_Assigned task_
Each line from the beginning of the data below through the line containing "The first change" should be repeated exactly, please.

_Supplied entries_
⁂

PR #811, opened 2020-08-12
Add logstash into spring autoconfiguration and provide logstash raw marker config possibility

pbouillet:
## Description
2 changes overall:
* Provide a possibility to change the logstash raw marker field name which contains all the information about the requests and responses
* Add a Spring configuration possibility to use the logstash sink and configure the raw marker field name

## Motivation and Context
The first change is motivated by an issue in our logging environment (ELK). As we use it for many applications, the http field name clashes with an already existing one which is indexed and defined as a different type. Because of this, we cannot even see the requests and responses logged by logbook. For this, I introduced a possibility to change this field name.
The second change is more of a convenient change for Spring autoconfiguration. Currently, we need to define an own Spring bean to be able to use this Logstash sink. I'm not sure if you have some requirements on if and how configuration changes should be for your framework, so feedback is pretty much appreciated (and if needed, I could roll back the second change if you don't feel this is a good way)
I added both changes in a way that the defaults are as before and no breaking changes are introduced.

## Types of changes

## Checklist:

### DIFF
--- a/logbook-logstash/src/main/java/org/zalando/logbook/logstash/LogstashLogbackSink.java
+++ b/logbook-logstash/src/main/java/org/zalando/logbook/logstash/LogstashLogbackSink.java
@@ -25,6 +25,12 @@ public final class LogstashLogbackSink implements Sink {
 
     private final HttpLogFormatter formatter;
 
+    private final String baseField;
+
+    public LogstashLogbackSink(final HttpLogFormatter formatter) {
+        this(formatter, "http");
+    }
+
     @Override
     public boolean isActive() {
         return log.isTraceEnabled();
@@ -32,7 +38,7 @@ public final class LogstashLogbackSink implements Sink {
 
     @Override
     public void write(final Precorrelation precorrelation, final HttpRequest request) throws IOException {
-        final Marker marker = new AutodetectPrettyPrintingMarker("http", formatter.format(precorrelation, request));
+        final Marker marker = new AutodetectPrettyPrintingMarker(baseField, formatter.format(precorrelation, request));
         log.trace(marker, requestMessage(request));
     }
 
@@ -43,7 +49,7 @@ public final class LogstashLogbackSink implements Sink {
     @Override
     public void write(final Correlation correlation, final HttpRequest request,
             final HttpResponse response) throws IOException {
-        final Marker marker = new AutodetectPrettyPrintingMarker("http", formatter.format(correlation, response));
+        final Marker marker = new AutodetectPrettyPrintingMarker(baseField, formatter.format(correlation, response));
 
         log.trace(marker, responseMessage(request, response));
     }
--- a/logbook-logstash/src/test/java/org/zalando/logbook/logstash/LogbackLogstashSinkTest.java
+++ b/logbook-logstash/src/test/java/org/zalando/logbook/logstash/LogbackLogstashSinkTest.java
@@ -44,100 +44,7 @@ class LogbackLogstashSinkTest {
 
     @Test
     void shouldLogRequestAndResponse() throws IOException {
-        final String correlationId = "3ce91230-677b-11e5-87b7-10ddb1ee7671";
-        final int duration = 125;
-
-        final Precorrelation precorrelation = mock(Precorrelation.class);
-        final Correlation correlation = mock(Correlation.class);
-
-        when(precorrelation.getId()).thenReturn(correlationId);
-        when(correlation.getId()).thenReturn(correlationId);
-        when(correlation.getDuration()).thenReturn(Duration.ofMillis(duration));
-
-        final HttpLogFormatter formatter = new JsonHttpLogFormatter();
-        final LogstashLogbackSink sink = new LogstashLogbackSink(formatter);
-
-        assertTrue(sink.isActive());
-
-        final HttpRequest request = MockHttpRequest.create()
-                .withProtocolVersion("HTTP/1.0")
-                .withOrigin(REMOTE)
-                .withPath("/test")
-                .withQuery("limit=1")
-                .withHeaders(HttpHeaders.empty()
-                        .update("Accept", "application/json")
-                        .update("Date", "Tue, 15 Nov 1994 08:12:31 GMT"))
-                .withContentType("application/json")
-                .withBodyAsString("{\"person\":{\"name\":\"Thomas\"}}");
-
-        sink.write(precorrelation, request);
-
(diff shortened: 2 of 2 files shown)


pbouillet:
Seems like there is new identified vulnerability in the kotlin-stdlib library that is used by logbook-okhttp: https://nvd.nist.gov/vuln/detail/CVE-2020-15824. As this is not related to my PR, I leave it as it is right now. Guess there is a change needed to either ignore or update to a newer version.

whiskeysierra:
Yes, I'll need to deal with this separately.

whiskeysierra:
@pbouillet I fixed the CVE issue in master. If you rebase onto the latest version the build error should be gone. I'll take a look at the code now.

pbouillet:
@whiskeysierra done, thanks!

logbook-logstash/src/main/java/org/zalando/logbook/logstash/LogstashLogbackSink.java
```diff
@@ -17,22 +16,32 @@
 
 import static org.apiguardian.api.API.Status.EXPERIMENTAL;
 
-@AllArgsConstructor
```
whiskeysierra, line 20: I'd leave that in, so you don't have to implement it by hand.

logbook-logstash/src/main/java/org/zalando/logbook/logstash/LogstashLogbackSink.java
```diff
@@ -17,22 +16,32 @@
...
 @API(status = EXPERIMENTAL)
 public final class LogstashLogbackSink implements Sink {
 
     private final static Logger log = LoggerFactory.getLogger(Logbook.class);
 
     private final HttpLogFormatter formatter;
 
+    private String baseField = "http";
```
whiskeysierra, line 26:
```suggestion
    private final String fieldName;
```

logbook-logstash/src/main/java/org/zalando/logbook/logstash/LogstashLogbackSink.java
```diff
@@ -17,22 +16,32 @@
...
+
+    public LogstashLogbackSink(final HttpLogFormatter formatter) {
+        this.formatter = formatter;
```
whiskeysierra, line 29:
```suggestion
        this(formatter, "http");
```

logbook-logstash/src/main/java/org/zalando/logbook/logstash/LogstashLogbackSink.java
```diff
@@ -17,22 +16,32 @@
...
+    }
+
+    public LogstashLogbackSink(final HttpLogFormatter formatter, final String baseField) {
+        this.formatter = formatter;
+        this.baseField = baseField;
+    }
```
whiskeysierra, line 35:
```suggestion
```

logbook-logstash/src/main/java/org/zalando/logbook/logstash/LogstashLogbackSink.java
```diff
@@ -17,22 +16,32 @@
...
+
```
whiskeysierra, line 36:
```suggestion
```

logbook-logstash/src/test/java/org/zalando/logbook/logstash/LogbackLogstashSinkTest.java
```diff
@@ -200,4 +200,101 @@ void shouldLogCorrectJsonForEmptyBody() throws IOException {
         }
 
     }
+
+    @Test
+    void shouldUsePassedBaseField() throws IOException {
```
whiskeysierra, line 205: Is this a full copy of the original test? I'd either make this test way smaller so that it's laser-focused on what it tries to test (just the name of the field) or as an alternative, extract the common parts of both tests into a separate, private method and call that twice with a different parameter:


```java
@Test
void shouldUsePassedBaseField() throws IOException {
    logsAs("test")
}
```

logbook-spring-boot-autoconfigure/src/main/java/org/zalando/logbook/autoconfigure/LogbookAutoConfiguration.java
```diff
@@ -245,12 +246,22 @@ public Strategy withoutBody() {
     @API(status = INTERNAL)
     @Bean
     @ConditionalOnMissingBean(Sink.class)
-    public Sink sink(
+    @ConditionalOnProperty(value = "logbook.sink.style", havingValue = "default", matchIfMissing = true)
```
whiskeysierra, line 249: I'd move this to a separate PR. Until now the only way to configure Sinks is programmatically, by registering a bean. I have to think about whether we can (and should?) offer that also for other Sink implementations.

whiskeysierra: (By *this*, I'm referring to the whole Spring Boot Auto Configuration support aspect of this PR.)

logbook-logstash/src/main/java/org/zalando/logbook/logstash/LogstashLogbackSink.java
pbouillet: Fine for me with your suggestion! Thanks

logbook-spring-boot-autoconfigure/src/main/java/org/zalando/logbook/autoconfigure/LogbookAutoConfiguration.java
pbouillet: Alright, will do

logbook-logstash/src/test/java/org/zalando/logbook/logstash/LogbackLogstashSinkTest.java
pbouillet: I like the private method approach, will go for it

pbouillet:
PR has been updated to only focus the change in the logback sink. Let me know if more needs to be changed!

whiskeysierra:
:+1:

whiskeysierra:
Thank you for your contribution! :tada:
I'm planning on releasing on Monday the latest.

whiskeysierra:
I released it as 2.2.0 just now. Should be available in central soon.

pbouillet:
Awesome, thank you! Let me know if you need the other part as a PR in the future!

⁂

_Exercise answer_
PR #811, opened 2020-08-12
Add logstash into spring autoconfiguration and provide logstash raw marker config possibility

pbouillet:
## Description
2 changes overall:
* Provide a possibility to change the logstash raw marker field name which contains all the information about the requests and responses
* Add a Spring configuration possibility to use the logstash sink and configure the raw marker field name

## Motivation and Context
The first change is motivated by an issue in our logging environment (ELK). As we use it for many applications, the http field name clashes with an already existing one which is indexed and defined as a different type. Because of this, we cannot even see the requests and responses logged by logbook. For this, I introduced a possibility to change this field name.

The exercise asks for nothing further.